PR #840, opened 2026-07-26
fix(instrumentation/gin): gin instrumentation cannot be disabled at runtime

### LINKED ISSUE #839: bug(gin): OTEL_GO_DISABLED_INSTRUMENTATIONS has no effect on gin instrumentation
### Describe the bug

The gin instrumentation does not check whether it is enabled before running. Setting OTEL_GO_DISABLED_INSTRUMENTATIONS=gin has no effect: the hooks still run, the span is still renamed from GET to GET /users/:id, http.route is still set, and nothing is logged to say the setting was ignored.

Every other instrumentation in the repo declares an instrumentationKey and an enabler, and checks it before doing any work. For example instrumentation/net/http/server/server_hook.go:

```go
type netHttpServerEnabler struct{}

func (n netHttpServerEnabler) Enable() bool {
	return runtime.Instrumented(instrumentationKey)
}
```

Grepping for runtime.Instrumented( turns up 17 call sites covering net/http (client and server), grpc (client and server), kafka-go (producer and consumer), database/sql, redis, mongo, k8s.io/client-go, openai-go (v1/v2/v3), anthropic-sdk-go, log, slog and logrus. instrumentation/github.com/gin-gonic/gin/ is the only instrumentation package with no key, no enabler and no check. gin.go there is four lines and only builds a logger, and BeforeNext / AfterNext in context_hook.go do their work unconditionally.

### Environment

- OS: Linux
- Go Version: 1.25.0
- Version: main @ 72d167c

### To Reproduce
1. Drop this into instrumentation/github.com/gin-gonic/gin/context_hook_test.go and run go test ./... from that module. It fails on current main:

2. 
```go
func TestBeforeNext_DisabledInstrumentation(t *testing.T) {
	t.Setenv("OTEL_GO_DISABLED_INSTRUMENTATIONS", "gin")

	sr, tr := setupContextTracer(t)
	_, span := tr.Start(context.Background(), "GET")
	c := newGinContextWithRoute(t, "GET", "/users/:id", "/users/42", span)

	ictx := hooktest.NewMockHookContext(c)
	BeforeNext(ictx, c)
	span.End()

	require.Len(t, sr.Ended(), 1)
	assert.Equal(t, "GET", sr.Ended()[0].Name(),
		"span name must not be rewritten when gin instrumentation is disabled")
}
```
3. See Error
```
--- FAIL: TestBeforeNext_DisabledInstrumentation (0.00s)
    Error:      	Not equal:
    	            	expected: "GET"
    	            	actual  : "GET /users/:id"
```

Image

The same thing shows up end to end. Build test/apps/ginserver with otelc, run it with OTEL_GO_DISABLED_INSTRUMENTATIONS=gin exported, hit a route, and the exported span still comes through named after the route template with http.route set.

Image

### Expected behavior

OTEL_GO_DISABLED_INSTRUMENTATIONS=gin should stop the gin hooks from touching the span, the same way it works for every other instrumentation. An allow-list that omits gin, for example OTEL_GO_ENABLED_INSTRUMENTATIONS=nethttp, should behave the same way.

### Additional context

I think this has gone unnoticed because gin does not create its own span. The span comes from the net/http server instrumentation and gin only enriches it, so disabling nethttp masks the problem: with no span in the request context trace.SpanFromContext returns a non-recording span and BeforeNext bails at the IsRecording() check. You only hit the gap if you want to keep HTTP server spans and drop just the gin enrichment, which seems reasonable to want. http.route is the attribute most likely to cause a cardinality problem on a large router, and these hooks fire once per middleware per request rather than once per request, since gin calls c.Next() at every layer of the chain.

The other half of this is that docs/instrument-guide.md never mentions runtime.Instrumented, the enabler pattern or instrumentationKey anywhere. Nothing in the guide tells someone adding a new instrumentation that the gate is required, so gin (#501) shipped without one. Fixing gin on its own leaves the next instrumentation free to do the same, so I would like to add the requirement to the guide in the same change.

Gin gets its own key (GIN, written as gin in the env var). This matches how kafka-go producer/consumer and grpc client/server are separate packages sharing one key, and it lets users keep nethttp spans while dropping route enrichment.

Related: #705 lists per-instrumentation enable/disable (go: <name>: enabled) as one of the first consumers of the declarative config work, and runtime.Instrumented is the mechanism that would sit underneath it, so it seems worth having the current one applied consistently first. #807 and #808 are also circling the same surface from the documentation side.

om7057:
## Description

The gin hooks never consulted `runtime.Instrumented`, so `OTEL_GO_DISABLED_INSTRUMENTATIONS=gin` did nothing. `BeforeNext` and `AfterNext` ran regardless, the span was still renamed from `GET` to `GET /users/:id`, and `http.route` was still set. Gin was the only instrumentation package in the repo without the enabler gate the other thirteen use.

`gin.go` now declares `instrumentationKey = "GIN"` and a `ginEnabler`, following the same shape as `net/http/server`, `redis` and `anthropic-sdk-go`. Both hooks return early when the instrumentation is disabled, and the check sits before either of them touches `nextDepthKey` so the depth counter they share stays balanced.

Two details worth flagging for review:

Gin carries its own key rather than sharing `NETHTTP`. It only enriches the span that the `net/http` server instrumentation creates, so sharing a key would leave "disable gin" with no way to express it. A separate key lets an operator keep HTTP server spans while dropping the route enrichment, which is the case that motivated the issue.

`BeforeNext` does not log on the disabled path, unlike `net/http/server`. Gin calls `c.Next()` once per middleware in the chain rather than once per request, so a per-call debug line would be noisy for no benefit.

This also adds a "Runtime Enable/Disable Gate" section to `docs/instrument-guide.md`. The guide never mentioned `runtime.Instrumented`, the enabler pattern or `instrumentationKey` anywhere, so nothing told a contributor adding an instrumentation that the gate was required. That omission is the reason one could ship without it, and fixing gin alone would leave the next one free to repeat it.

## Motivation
--------
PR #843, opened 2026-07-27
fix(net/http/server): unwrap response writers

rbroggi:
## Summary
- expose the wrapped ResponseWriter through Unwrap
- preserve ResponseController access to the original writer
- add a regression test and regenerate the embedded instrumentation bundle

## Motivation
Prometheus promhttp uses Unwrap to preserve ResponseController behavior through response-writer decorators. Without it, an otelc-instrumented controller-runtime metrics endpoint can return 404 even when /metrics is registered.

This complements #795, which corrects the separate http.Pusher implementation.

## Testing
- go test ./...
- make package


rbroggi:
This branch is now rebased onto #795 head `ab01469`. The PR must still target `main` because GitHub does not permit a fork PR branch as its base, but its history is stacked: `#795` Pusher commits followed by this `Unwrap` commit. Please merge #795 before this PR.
--------
WHAT TO PRODUCE:
Return exactly the lines above from the line that has "PR #840, opened 2026-07-26" through the line that has "### Describe the bug", inclusive, and nothing else.

OUTPUT OF THE EXERCISE:
PR #840, opened 2026-07-26
fix(instrumentation/gin): gin instrumentation cannot be disabled at runtime

### LINKED ISSUE #839: bug(gin): OTEL_GO_DISABLED_INSTRUMENTATIONS has no effect on gin instrumentation
### Describe the bug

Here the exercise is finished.